Activity: Every line containing the word "Actually" must be pulled from the records.

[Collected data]
PR #119, opened 2022-11-09
remove hashing

mhallal1:
related to https://github.com/insightsengineering/teal/issues/751

remove datasets hashing and transfer it to `teal`.


nikolas-burkoff (approved):
Just NEWS to add here then we're good

nikolas-burkoff:
Actually can we remove digest from teal.data's dependencies as well?

mhallal1:
> Actually can we remove digest from teal.data's dependencies as well?

It is still used in `codeClass.R`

Task result:
Actually can we remove digest from teal.data's dependencies as well?
> Actually can we remove digest from teal.data's dependencies as well?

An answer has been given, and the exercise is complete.